▶ **Directions**
The result should be the line with "### Changed" followed by every remaining line of the entries, each reproduced exactly, with nothing else.

▶ **Stored data entries**
++++++++

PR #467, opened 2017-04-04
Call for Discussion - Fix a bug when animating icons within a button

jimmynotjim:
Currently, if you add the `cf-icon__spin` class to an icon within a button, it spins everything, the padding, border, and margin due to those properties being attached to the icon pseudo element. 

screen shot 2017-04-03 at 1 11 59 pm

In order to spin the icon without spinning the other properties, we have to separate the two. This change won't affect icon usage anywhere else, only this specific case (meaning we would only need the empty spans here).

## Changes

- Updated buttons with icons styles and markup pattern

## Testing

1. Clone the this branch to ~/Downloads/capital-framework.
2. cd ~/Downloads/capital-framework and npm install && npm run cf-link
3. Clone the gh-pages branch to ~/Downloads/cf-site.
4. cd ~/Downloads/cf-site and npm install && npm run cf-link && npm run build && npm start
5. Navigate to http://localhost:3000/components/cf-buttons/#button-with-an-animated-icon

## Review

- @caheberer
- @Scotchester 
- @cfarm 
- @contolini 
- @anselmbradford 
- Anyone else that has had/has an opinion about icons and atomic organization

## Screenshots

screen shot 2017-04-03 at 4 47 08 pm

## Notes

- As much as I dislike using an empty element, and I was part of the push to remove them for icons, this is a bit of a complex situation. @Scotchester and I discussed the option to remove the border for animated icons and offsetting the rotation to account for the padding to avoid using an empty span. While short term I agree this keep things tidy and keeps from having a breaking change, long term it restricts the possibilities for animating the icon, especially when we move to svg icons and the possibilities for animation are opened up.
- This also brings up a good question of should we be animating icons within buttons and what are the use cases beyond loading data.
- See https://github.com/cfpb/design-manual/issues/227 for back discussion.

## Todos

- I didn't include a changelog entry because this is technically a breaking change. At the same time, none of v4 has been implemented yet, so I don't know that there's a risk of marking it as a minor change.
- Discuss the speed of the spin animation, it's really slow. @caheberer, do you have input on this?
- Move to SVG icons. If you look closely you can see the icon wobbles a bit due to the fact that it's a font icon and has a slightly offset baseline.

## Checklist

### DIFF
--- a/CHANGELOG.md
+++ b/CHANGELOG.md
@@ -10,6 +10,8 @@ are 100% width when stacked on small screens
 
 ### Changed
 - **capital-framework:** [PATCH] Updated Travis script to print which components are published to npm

++++++++

▶ **Solution to this exercise**
 ### Changed
 - **capital-framework:** [PATCH] Updated Travis script to print which components are published to npm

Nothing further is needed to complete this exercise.